While it’s a simple program, it has been incredibly helpful for me when I need to save a large number of images from the web. The automation is highly efficient, as it saves me the time of manually opening and saving each image. I can focus on other tasks while the program continues to crawl and download images.

Let me show you how it works—let's get started!

 

Program Design

Program design

For this simple program, I chose not to use the MVC design pattern. Instead, I kept it as a single file without any external modules to maintain simplicity and save time on the design process.

Here, you can see the storage class, which contains the default configuration and several methods.

Storage class


JSON Standard For XPath Values

The initial idea behind writing the code was simplicity. However, I realized that once I convert the program to binary, it will be impossible to change the XPath for different web pages.

XPath values stored in the xpath_config.json file

Using JSON allows for greater flexibility, making it easy to modify the XPath values to suit the HTML structure and elements of various web pages.
 
 

Using The requests_html Module As The Page Scraper

I can achieve the same result using Beautiful Soup (bs4) along with the etree class, but requests_html is simpler and works directly without the need for etree.

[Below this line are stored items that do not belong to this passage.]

PR #359, opened 2024-06-18
feat(leaser): migrate outstanding leases to a new code

gmanev7:


protocol/contracts/leaser/src/contract.rs
```diff
@@ -229,8 +240,15 @@ fn protocols_registry_load(storage: &dyn Storage) -> ContractResult<Addr> {
...
+where
+    C: Into<CodeId>,
+{
+    Code::try_new(new_code_id.into(), &querier).map_err(Into::into)
+}
+
 fn migrate_msg() -> impl Fn(Addr) -> LeaseMigrateMsg {
-    move |_customer| LeaseMigrateMsg {}
+    |_customer| LeaseMigrateMsg {}
 }
```
KirilMihaylov, line 252: I feel like we might have went a bit too far with this. 😂
If not inline the lambda, at least lets make this function just drop the argument /use `_: Addr`/ and return the message instead of a lambda.

protocol/contracts/leaser/src/leaser.rs
```diff
@@ -121,28 +121,36 @@ where
     })
 }
 
-pub(super) fn try_close_protocol<ProtocolsRegistryLoader>(
-    storage: &dyn Storage,
+pub(super) fn try_close_protocol<ProtocolsRegistryLoader, MsgFactory>(
+    storage: &mut dyn Storage,
+    new_lease_code: Code,
+    max_leases: MaxLeases,
```
KirilMihaylov, line 127: Why is this a parameter to the function? As we discussed, the case where not all leases are migrated is invalid, thus rendering this parameter redundant.

protocol/contracts/leaser/src/leaser.rs
```diff
@@ -121,28 +121,36 @@ where
...
+    migrate_msg: MsgFactory,
     protocols_registry: ProtocolsRegistryLoader,
     migration_spec: ProtocolContracts<MigrationSpec>,
     force: ForceClose,
 ) -> ContractResult<MessageResponse>
 where
+    MsgFactory: Fn(Addr) -> MigrateMsg,
     ProtocolsRegistryLoader: FnOnce(&dyn Storage) -> ContractResult<Addr>,
 {
     if force == ForceClose::No && has_lease(storage) {
```
KirilMihaylov, line 137: [Clippy; -W pedantic] Prefer using `matches!` when dealing with enums. This also removes the need for implementing `(Partial|)Eq`.
```suggestion
    if matches!(force, ForceClose::No) && has_lease(storage) {
```

protocol/contracts/leaser/src/leaser.rs
```diff
@@ -185,46 +193,121 @@ fn emit_status(next_customer: Option<Addr>) -> Emitter {
...
+            migrate_msg(),
             |_| Ok(Addr::unchecked("Registry")),
             dummy_spec(),
-            ForceClose::No
+            ForceClose::No,
         )
-        .is_ok());
+        .unwrap();
+        let cw_resp = response::response_only_messages(resp);
+        let update_lpp_update_reserve_delete_protocol = 1 + 1 + 1;
```
KirilMihaylov, line 231: ???
If there is meaning implied by the two additions, I feel like writing `3` and just explaining where it comes from with a comment would make sense as I don't understand it myself like this.
```suggestion
        let update_lpp_update_reserve_delete_protocol = 3;
```

protocol/contracts/leaser/src/leaser.rs
KirilMihaylov, line 137: [Secure coding] Prefer matching against the safer case implicitly and explicitly against the more dangerous ones. That way when a new variant is added, if it happens for us to forget to update it, it will still go the safe route.  
Another way to avoid it is to use exhaustive pattern matching, but it might not be the perfect solution for this case.

In this case, the safer thing here is to ask "is it forced? if not, are there any more leases? if not, close".  
One way might be the following suggestion and inverting the `if` and `else` bodies:
```suggestion
    if matches!(force, ForceClose::KillProtocol) || !has_lease(storage) {
```

protocol/contracts/leaser/src/leaser.rs
```diff
@@ -185,46 +193,121 @@ fn emit_status(next_customer: Option<Addr>) -> Emitter {
...
     use sdk::cosmwasm_std::testing::MockStorage;
 
-    use crate::{msg::ForceClose, state::leases::Leases, ContractError};
+    use crate::{
+        msg::{Config, ForceClose, InstantiateMsg, MaxLeases},
+        state::leases::Leases,
+        ContractError,
+    };
+
+    const MAX_LEASES: MaxLeases = 100_000;
```
KirilMihaylov, line 211: Is redundant when we keep in mind the above comment about the parameter.

protocol/contracts/leaser/src/leaser.rs
```diff
@@ -241,4 +324,8 @@ mod test {
             reserve: migration_spec,
         }
     }
+
+    fn migrate_msg() -> impl Fn(Addr) -> MigrateMsg {
+        |_customer| MigrateMsg {}
+    }
```
KirilMihaylov, line 330: As mentioned above, it's going to be more compact and understandable with less jumping around if it's inlined.

protocol/contracts/leaser/src/msg.rs
```diff
@@ -84,7 +84,14 @@ pub enum SudoMsg {
         lease_due_period: Duration,
     },
     CloseProtocol {
+        // Since this is an external system API we should not use [Code].
+        new_lease_code_id: Uint64,
         migration_spec: ProtocolContracts<MigrationSpec>,
+        /// If `ForceClose::KillProtocol` closes the protocol even if it has not closed leases
```
KirilMihaylov, line 90: `If`? I'm guessing this happened due to rewording it later.

KirilMihaylov (changes requested):

protocol/contracts/leaser/src/contract.rs
gmanev7: A lambda has been used since we needed the migration message to be customized. I'd prefer to keep it as such to make further migrations easier.

protocol/contracts/leaser/src/leaser.rs
gmanev7: for consistency with the other functions
the parameter receives Uxx::MAX otherwise.

protocol/contracts/leaser/src/leaser.rs
gmanev7: hm, interesting, could you point me to the clippy item for more details?

protocol/contracts/leaser/src/leaser.rs
gmanev7: avoiding docs if the code may explain the stuff is what we want
here the name of the variable and its value convey the meaning

protocol/contracts/leaser/src/leaser.rs
gmanev7: Re: "In this case, the safer thing here is to ask "is it forced? if not, are there any more leases? if not, close"." This is what I do.
The rationale here is to use easier-to-read code and avoid negative checks.

gmanev7: in addition, that is covered with tests that validate the forcing logic

protocol/contracts/leaser/src/msg.rs
gmanev7: nice catch, thanks!

protocol/contracts/leaser/src/leaser.rs
gmanev7: refactored it in another way to address what you say and to avoid lease migration when force=no

protocol/contracts/leaser/src/leaser.rs
gmanev7: frankly, I do not understand what you mean

protocol/contracts/leaser/src/leaser.rs
KirilMihaylov: With all due respect, that's not a solution. The moment a 4th contract appears are we going to append it? A variable name that is longer than 2-3 words usually is not properly named. There are cases where it's unavoidable, but this isn't it. Why are we "scared" to write comments?

protocol/contracts/leaser/src/leaser.rs
KirilMihaylov: It appears I was thinking of a different lint, so I'll leave it to your discretion.  
[`clippy::match_like_matches_macro`](https://rust-lang.github.io/rust-clippy/master/#/match_like_matches_macro)

protocol/contracts/leaser/src/contract.rs
KirilMihaylov: Unless the lambda needs to capture context, becoming a closure, it is unnecessary and way less readable to do it this way.

protocol/contracts/leaser/src/leaser.rs
gmanev7: I am not "scared", the practice is one to prefer explanatory code than documentation.

protocol/contracts/leaser/src/leaser.rs
```diff
@@ -134,24 +134,30 @@ where
...
+        ForceClose::KillProtocol => {
+            try_migrate_leases(storage, new_lease_code, max_leases, migrate_msg)
+        }
+        ForceClose::No => {
+            if has_lease(storage) {
+                Err(ContractError::ProtocolStillInUse())
+            } else {
+                Ok(MessageResponse::default())
+            }
+        }
```
KirilMihaylov, line 147:
```suggestion
        ForceClose::No if has_lease(storage) => Err(ContractError::ProtocolStillInUse()),
        ForceClose::No => Ok(MessageResponse::default()),
```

Implementation of requests_html in the Code


Progam Interface

As I mentioned earlier, I prefer a text-based interface because it is highly efficient. It allows programmers to focus solely on the code and the functionality of the program without getting distracted, ultimately saving time and effort.

Program interface


Debugging Time

I believe it took me just half a day to create this program, including research and related tasks. It didn't require much time because the program doesn't need validations, an MVC structure, or complex logic.

For example I want to download all images from this post: https://myportfolioreview13.blogspot.com/2024/10/linux-os-hardening-your-ssh-server.html,

Download process

This is the process for automatically downloading images one by one. The results will be saved in the default location of the program.

The images are all downloaded


The Program Is Converted To Binary For Easy Distribution

By converting it to binary, I can use it on another VM or device without needing to install any additional modules, as all the necessary modules are already bundled with the binary program.

Program in binary format

You can watch the complete demo in the video below:


End...

That's all for now. I'm grateful for this opportunity to share with you. I hope to see you again soon. Good night!